Signaling pathways regulate many central functions of living cells and understanding their mechanism of action could lead to breakthroughs in regenerative medicine. Dr. Muhammad Dain Yazid, a scientist at the Center for Tissue Engineering and Regenerative Medicine in Malaysia, uses stem cells as a model to study how growth factors and bioactive compounds induce signaling pathways in cellular processes like the endothelial-to-mesenchymal transition. Ultimately, this information may be used to understand the progression and prevention of diseases, and to develop new biomaterials for regenerative medicine.

However, in this pursuit, Muhammad was encountering challenges with traditional protein detection methods like the Western blot. As Muhammad puts it, “we were having a problem to produce good quality Western blot images, which consequently affected the accuracy of data processing in our research findings.” And like the signaling pathways he studies, this was a signal that triggered him to respond differently. This pathway led him to Simple Western™, an automated, capillary-based Western assay that has many advantages for studying signaling pathways.

Taking the complexity out of cell signaling

Signaling networks are complex and typically involve many different proteins as well as their phosphorylated isoforms. Gaining an accurate quantitative understanding of signaling networks as a whole is crucial and remains a daunting challenge. The limitations of traditional methods like the Western blot in this regard are significant because they lack throughput, multiplexing efficiency, sensitivity, and quantitation to gain a holistic view of cell signaling.

In stark contrast, Simple Western alleviates these challenges, making it ideally suited for a comprehensive analysis of signaling pathways. For example, Simple Western offers detection in multiple channels, including chemiluminescence and fluorescence channels, and it can even perform two sequential immunoassays in the same capillary with the RePlex™ assay module. These features enable a high level of multiplexing, also called superplexing, to detect many target per sample and lowering the cost per result. Thus, multiplexing with Simple Western can analyze many of the different protein targets in a signaling pathway simultaneously in a single run. Indeed, Muhammad noted how the multiplexing of Simple Western has allowed him to “screen the expression of multiple target proteins at one time”.

Accurate quantification of phosphorylated isoforms

The quantification of phosphorylated isoforms is an important part of cell signaling research. Accurate quantification entails normalizing protein expression to a loading control like total protein content. For this reason, Muhammad uses the Protein Normalization Assay Module for Jess. This assay uses a proprietary molecule to stain the total protein content and automatically normalize target protein expression data in the same capillary. Because it uses a separate channel, it does not interfere with the analysis in the existing IR, NIR and chemiluminescence channels. Furthermore, it eliminates the need for a housekeeping protein as a loading control, which are known to be unreliable loading controls. With this feature, Muhammad explains that “the detection of phospho-protein expression changes during endothelial-to-mesenchymal transition after induced with bioactive compound were obtained.”

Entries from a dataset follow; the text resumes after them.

PR #2867, opened 2017-08-03
Present a generic auth error message to user

prachidamle:
We should not provide detail error message from auth-service to user. 

Instead provide a generic message and log the details.

https://github.com/rancher/rancher/issues/9462


prachidamle:
@cjellick pls. review

cjellick:
LGTM

PR #2868, opened 2017-08-04
Send 403 error when access is forbidden

prachidamle:
When access mode chosen by Admin is "restricted" or "required", not all valid users can login. Only those specified by the siteaccess mode can login. Rest all users should be presented with Forbidden/403/"Your account does not have access" error message.

We were instead throwing Unauthorized error for such users even if their creds are valid.

https://github.com/rancher/rancher/issues/9477


prachidamle:
The TF is a bit confusing because it errors out with an API error 403. However the code commit returns a 403 with specific auth message which is not seen in the TF. 

Also from the code, I dont see my code being called from any other place than auth.

So TF seems unrelated. To be safe @cjellick can you rerun the tests

cjellick:
LGTM

PR #2881, opened 2017-08-16
Do not set rancher network label on k8s host level containers

alena1108:
https://github.com/rancher/rancher/issues/9678

@ibuildthecloud for some reason we set these labels in 2 places - cattle and kubernetes-agent - I've applied the fix in both places ([kubernetes-agent PR](https://github.com/rancher/kubernetes-agent/pull/47))

@leodotcloud Also there seems to be the bigger issue that the presence of `io.rancher.container.network=true` label overrides the networkMode to managed for native containers started with `--net=host` (start container with `docker run -d -it --net=host --label io.rancher.container.network=true ubuntu:latest` and you'll see 10.42.x.x address set on the container); not sure if that needs to be fixed. This PR just makes sure to not set the label on k8s containers with hostNetwork=true.


cjellick:
LGTM

leodotcloud:
@alena1108 Created https://github.com/rancher/rancher/issues/9700 to track the issue that you mentioned.

PR #2883, opened 2017-08-17
New thread pools for services and system operations

alena1108:
https://github.com/rancher/rancher/issues/9680

@ibuildthecloud @cjellick open to thread pool re-name suggestions and/or diff values for pool defaults


ibuildthecloud:
As a bonus you should create a thread pool just for system containers too.

alena1108:
@ibuildthecloud added a separate pool for system blocking calls; could you check if the pool defaults make sense

ibuildthecloud:
@alena1108 I would start with just copying the sizes from the current pool.  So we had one pool 15-35, add two more 15-35.  So we have effectively 45-135.  Then just perf test it and see the memory impact.  The rule of thumb with pool sizes it that you will always get it wrong :)

ibuildthecloud:
LGTM

PR #2887, opened 2017-08-22
Report resource constraints when scheduling fails

cjellick:
We previously implemented a change to include resource constains in the
error message presented to users when the external scheduler could not
find any matching hosts. However, we missed a case where the external
scheduler found an inactive host that was later filtered out by cattle
due to the fact that it was inactive.

This fix addresses that change by moving the logic for including the
resource constraint up a level and always including the constaints if
they are present.

adresses https://github.com/rancher/rancher/issues/9554


StrongMonkey:
LGTM, thanks for the fix!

Western automation results in quality and reproducibility

Simple Westerns are fully automated. Following a simple sample preparation step, all subsequent steps are precisely executed inside the Simple Western instrument without user intervention, and this results in reproducible and high-quality data. “In terms of results, we are able to get a good quality with high accuracy data,” he explains. And it saves precious time. “Protein analysis using [Simple Western] can be performed faster, eliminating tedious work and saving time.” This frees up time for Muhammad to enjoy hobbies like watching movies. And with all the advanced features of Simple Western, Muhammad says, “I recommended this technology to all my colleagues and collaborators within and outside UKM.”